[Brief]:
Copy out each line of the data that holds the string "thanks".

'''

PR #146, opened 2021-08-12
Fix event emitter memory leak

szmarczak:
Fixes #130

The issue is that `proxy-chain` assumes each request is a new socket (`HandlerBase`). Unfortunately in case of `keep-alive`, this isn't true, so the events keep stacking. No matters if this is HTTP or HTTPS. The memory leak occurs only when there are multiple handler for the same socket - IOW those are **not** `CONNECT` requests but regular HTTP/1.1 methods such as `GET`.

This doesn't fix the warnings but fixes the memory leaks. Also I'm not sure if this is the right solution, the logic seems pretty complicated 😅 Best if we opreated only on `req` and `res` for regular HTTP/1.1 requests.


src/handler_base.js
```diff
@@ -73,6 +73,26 @@ export default class HandlerBase extends EventEmitter {
         this.srcSocket.on('error', this.onSrcSocketError);
     }
 
+    detach() {
```
jancurn, line 76: Can we please add a comment to explain what this function does and what is the difference from `close` ? And do we even need to add this function? Maybe we could just add the `off()` calls to `close` and skip this function altogether?

src/handler_forward.js
```diff
@@ -154,6 +154,10 @@ export default class HandlerForward extends HandlerBase {
 
         this.srcResponse.writeHead(response.statusCode, headers);
         response.pipe(this.srcResponse);
+
+        response.once('end', () => {
```
jancurn, line 158: Comment here too perhaps?

jancurn (commented):
Many thanks @szmarczak for looking into this! Please see my comments

src/handler_forward.js
pocesar: is there any situation where this event listener is attached more than once and never triggered, since the `end` event is [notoriously flakey](https://nodejs.org/api/stream.html#stream_event_end)? might lead to the MaxListenersExceededWarning

src/handler_base.js
szmarczak: `close` calls `socket.destroy()` and we don't want that. Or do we? If we do then we won't support `keep-alive` but only `close`.

src/handler_forward.js
szmarczak: @pocesar If this isn't called then `error` will which will happen to destroy the socket.

test/ee-memory-leak.js
```diff
@@ -0,0 +1,61 @@
...
+
+        let socket;
+        let registeredCount;
+        proxyServer.server.prependOnceListener('request', (request) => {
+            socket = request.socket;
+            registeredCount = socket.listenerCount('error');
+        });
+
+        const callback = () => {
+            console.log(socket.listenerCount('error'), registeredCount);
```
mnmkng, line 33: forgotten console?

mnmkng (approved):

test/ee-memory-leak.js
szmarczak:
```suggestion
```

src/handler_base.js
jancurn: But if we just detach the listeners here, the pipe between `srcSocket` and `trgSocket` will remain open, and the data will keep flowing, no? That's something we don't want as reusing such socket for another connection will cause other issues. In theory we could keep the `srcSocket` open, shut down the pipe, and close the `trgSocket`, or even reuse the pipe, but I'm not sure it's worth the effort for HTTP connections only, as they comprise only a small fraction of traffic.

Maybe shutting down the sockets (after the data from target to source is surely sent) is the easiest option, even though `keep-alive` would be ignored.

szmarczak: > the pipe between srcSocket and trgSocket will remain open, and the data will keep flowing, no?

In case of `handler_forward` there is no such pipe. The pipe is between `srcRequest` and `trgRequest` + `response` (trgResponse) and `srcResponse`. `detach()` is called only on resposne 'end' event. Therefore the pipe will be closed and no data will be emitted.

> In theory we could keep the srcSocket open, shut down the pipe, and close the trgSocket, or even reuse the pipe, but I'm not sure it's worth the effort for HTTP connections only, as they comprise only a small fraction of traffic.

To be honest I feel like `handler_base` is a bit too abstract. It tries to accept both tunnels and usual requests, which have different APIs under the hood. `proxy-chain` was created 3 yrs ago, so that could be best solution at that time.

> Maybe shutting down the sockets (after the data from target to source is surely sent) is the easiest option, even though keep-alive would be ignored.

I agree. Let me fix this quick.

szmarczak: > Maybe shutting down the sockets (after the data from target to source is surely sent) is the easiest option, even though keep-alive would be ignored.

Actually this still doesn't fix the issue because there is no option to disable pipelining in Node.js HTTP server.

szmarczak: I can move `detach` to `handler_forward` as it's used only there. Wdyt?

jancurn: thanks @szmarczak this sounds reasonable

szmarczak: Moved the `detach` function to `handler_forward.js` :) Feel free to merge now.

jancurn (approved):
Awesome, thanks @szmarczak !

src/handler_forward.js
```diff
@@ -154,11 +154,43 @@ export default class HandlerForward extends HandlerBase {
...
     onTrgError(err) {
         if (this.isClosed) return;
         this.log(`Target socket failed: ${err.stack || err}`);
         this.fail(err);
     }
+
+    /**
+     * Detach removes all listeners registered by HandlerBase.
+     * Must be called when the handler finishes on success,
+     * in order to prevent event emitter memory leak.
```
jancurn, line 175: Perhaps we could also add a link to https://github.com/apify/proxy-chain/pull/130

szmarczak: done 👍🏼

src/handler_forward.js
```diff
@@ -154,11 +154,44 @@ export default class HandlerForward extends HandlerBase {
...
     }
 
     onTrgError(err) {
         if (this.isClosed) return;
         this.log(`Target socket failed: ${err.stack || err}`);
         this.fail(err);
     }
+
+    /**
+     * @see https://github.com/apify/proxy-chain/pull/130
```
szmarczak, line 173:
```suggestion
     * @see https://github.com/apify/proxy-chain/issues/81
     * @see https://github.com/apify/proxy-chain/pull/130
```

szmarczak:
@jancurn I think it's good to merge now :)

PR #153, opened 2021-09-07
wip: simplify forward

szmarczak:
- [x] remove babel
- [x] added https support
  - [ ] test
- [x] require node.js 14

### TODO (those will be separate PRs)

- [ ] simplify direct
- [ ] simplify chain
- [ ] simplify custom response
- [ ] simplify server
- [ ] simplify tools
- [ ] use typescript


src/anonymize_proxy.js
```diff
@@ -1,7 +1,7 @@
-import { Server } from './server';
-import {
+const { Server } = require('./server');
```
B4nan, line 1: does it really make sense to do esm -> cjs conversion just to get rid of babel, when we plan to rewrite to ts with esm in the following step?

szmarczak: babel didn't like node.js streams for some reason. it called some function that did not exist (don't remember exactly what function was being called). maybe it needed more configuration, for me it was just easier to drop babel. only es imports were used.

`proxy-chain` doesn't use esm yet https://cdn.jsdelivr.net/npm/proxy-chain@1.0.4/build/index.js

B4nan: i am talking about the source code, it uses esm style imports. and once we make this TS, we will use them again. not talking about what gets compiled/published.

but sure, if there were real issue with babel, lets get rid of it

szmarczak: > i am talking about the source code, it uses esm style imports. and once we make this TS, we will use them again.

that's right.

> if there were real issue with babel, lets get rid of it

it generated something like this

```js
    static forward(request, response) {
        return _asyncToGenerator(function* () {
            var pipeline = util.promisify(stream.pipeline);

            yield pipeline(got.stream(request.url, {
                method: request.method,
                headers: request.headers,
                decompress: false,
                followRedirect: false
            }), response);
        })();
    }
```

and `_asyncToGenerator` was undefined.

test/server.js
```diff
@@ -547,8 +549,8 @@ const createTestSuite = ({
                     return requestPromised(opts)
                         .then((response) => {
                             if (useMainProxy) {
-                                expect(response.statusCode).to.eql(500);
-                                expect(response.body).to.match(/with an invalid HTTP status code/);
+                                expect(response.statusCode).to.eql(502);
+                                expect(response.body).to.eql('Bad status!');
```
szmarczak, line 553: Now instead of rejecting the entire request on invalid status code, the body will be reused and the status code will be set to 502.

src/forward.js
```diff
@@ -0,0 +1,108 @@
+const http = require('http');
+const stream = require('stream');
+const util = require('util');
+const { isHopByHopHeader } = require('./tools');
+
+const pipeline = util.promisify(stream.pipeline);
+
+const validHeadersOnly = (array) => {
```
szmarczak, line 8: This should be moved to utils I think

package.json
```diff
@@ -40,9 +40,7 @@
     "node": ">=10"
   },
   "dependencies": {
-    "got-scraping": "^3.2.3",
-    "underscore": "^1.9.1",
-    "undici": "^4.5.1"
+    "underscore": "^1.9.1"
```
B4nan, line 43: would be good if we get rid of this too, just peeked at the usage and should be easy

szmarczak: done

src/forward.js
jancurn: Any chance to add comments?

src/forward.js
```diff
@@ -0,0 +1,111 @@
...
+        }
+
+        rawHeaders.push(name, value);
+    }
+
+    return rawHeaders;
+};
+
+// eslint-disable-next-line no-async-promise-executor
+const forward = async (request, response, handlerOpts) => new Promise(async (resolve, reject) => {
```
jancurn, line 44: Please can you add comments here please what the function does, and what are the params? Perhaps also describe why this is not inherited from HandlerBase, it's not immediately obvious.

jancurn (commented):
Looks good, I just have a few comments.

src/forward.js
szmarczak: > Perhaps also describe why this is not inherited from HandlerBase, it's not immediately obvious.

My idea is that each handler will be a function like this, there's no need for `HandlerBase` at all.

jancurn: Yeah, just pls comment what and why :)

src/forward.js
szmarczak: Added comments, ptal :)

'''

[Finished task]:
Many thanks @szmarczak for looking into this! Please see my comments
jancurn: thanks @szmarczak this sounds reasonable
Awesome, thanks @szmarczak !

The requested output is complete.